Crescita, la spinta debole dei governi per il nuovo corso europeo

Al Festival dell’Economia il Forum tra imprenditori, economisti e finanzieri

La fragilità economica e finanziaria dell’area Euro ha indebolito le basi dell’Europa. Lucrezia Reichlin, docente di economia alla London Business School, certifica in apertura del Forum «Crescita in un’economia matura», il malessere del Vecchio Continente e le incertezza dei Governi.
A rendere tutto più complicato concorrono le forti differenza tra i Paesi europei, in termini di infrastrutture, tassazione e politiche industriali.
 
A differenza del Dopoguerra, quando proprio i Governi intervenivano per rilanciare l’economia e la crescita, oggi le Autorità centrali faticano a mettere in campo misure concrete ed efficaci.
Sul palco del Teatro Sociale di Trento, il Festival ha raccolto il meglio del mondo imprenditoriale, economisti e finanzieri, ed ogni ha riproposta la propria ricetta per la crescita economica.
 
Fautore di un ruolo attivo dei governi in economia e, soprattutto, a sostegno della crescita economica è Barry Eichengreen, docente di economia dell’Università di Berkeley (California).
«I governi devono sostenere la crescita ma oggi non stanno portando avanti gli interventi più giusti. E’ necessario cambiare modalità e strategie per sopperire al mercato: non servono sussidi alle imprese ma alle attività di ricerca e sviluppo; la politica industriale deve sostenere la piccola e media impresa ed i cluster industriali. Infine, la crescita economica richiederà maggior sostegno alla formazione e istruzione.»
 
Francesco Caselli, docente di Economia alla London School of Economics, sottolinea la difficoltà dei governi europei ad intervenire con economie in grado di rilanciare la crescita economica.
«Serve una politica industriale in grado di individuare il settore in grado di trainare il resto dell’economia. Ma questo è solo un primo, superficiale approccio. La crescita è però il risultato di alcuni caratteri che, messi assieme, sono in grado di rilanciare il volano economico: concorrenza, competenza, infrastrutture e legalità.»
 
Alleggerimento della pressione fiscale per far ripartire i consumi, e liberalizzazione dei mercati: è questa la ricetta dell’imprenditore e, in particolare, di Paolo Bertoluzzo, amministratore delegato di Vodafone Italia.
Bertoluzzo insiste, infine sugli indicatori aziendali legati alla produttività e flessibilità, merito e performance.
«Indici che vedono l’Italia troppo indietro nella classifica internazionale».
 
Il ruolo di «pessimista della giornata» spetta ad Alessandro Profumo, ex ad di Unicredit.
«Per cresce bisogna che la cosa sia viva.
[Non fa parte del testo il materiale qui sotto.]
PR #2762, opened 2017-09-04
Use conda-forge for Dask in Travis (not special branch download) 

pp-mo:
**DO NOT MERGE UNTIL..**
https://github.com/dask/dask/pull/2654 is merged.

Because we were temporarily using a "jcrist/masked-array" branch of dask
 -- which is now merged.

See https://github.com/SciTools/iris/pull/2747#issuecomment-327003711

### DIFF
--- a/.travis.yml
+++ b/.travis.yml
@@ -82,13 +82,6 @@ install:
       ln -s $(pwd)/iris-test-data-${IRIS_TEST_DATA_SUFFIX} iris-test-data;
     fi
 
-# Download + install dask from dask PR #2301
-  - conda uninstall --quiet dask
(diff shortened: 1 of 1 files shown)


pp-mo:
STATUS UPDATE:
 - PR was merged, but no version yet defined at that time
latest code has modded this to reference latest-master
 - that is still not the desired endpoint !

Later... there is now a tagged version 0.15.3, but unfortunately it introduces some new problems for us #2769

pp-mo:
STATUS UPDATE:

Latest Dask version (0.15.4) should now be suitable 
 -- let's do this ...

PR #2774, opened 2017-10-09
Bump travis python version 3.5 to 3.6

djkirkham:
Use Python 3.6 for the Python 3 Travis tests due to[ issues using python 3.5](https://github.com/SciTools/iris/pull/2769#issuecomment-335147830).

Servono decisioni forti e rapide, non possiamo aspettare o interrogarsi sui possibili effetti degli interventi, perché rischiamo di vedere l’Europa cadere. I governanti e i banchieri devono sono chiamati ad assumersi il rischio di intervenire. Per fortuna, nel caso della Grecia, ci sono le elezioni e saranno gli elettori a decidere sulla permanenza dentro la Comunità europea. Non c’è più tempo perché presto potrebbe toccare a Portogallo, Spagna e, forse, Italia.»
 
Quanto al sistema bancario, Profumo non ha dubbi: «Il sistema economico deve essere meno bancocentrico» e difende le banche, accusate di non prestare denaro in momenti di crisi.
«Alla banche non conviene prestare soldi. In futuro le aziende avranno meno banche di riferimento e le banche avranno meno clienti. Banche dovremo imparare il mestiere del cliente e intervenire, così come le aziende.»
 
Il ruolo difficile di difensore delle Banche centrali tocca a Benoît Cœuré; membro del Comitato esecutivo della Banca Centrale Europea.
«Siamo noi a garantire la crescita a medio e lungo termine. L’euro è stato di enorme vantaggio ai paesi europei e dell’area mediterranea, ma ora dobbiamo stabilizzare questa moneta e favorire la libera circolazione di capitali tra Paesi, così come migliorare il mercato finanziario e dei capitali.»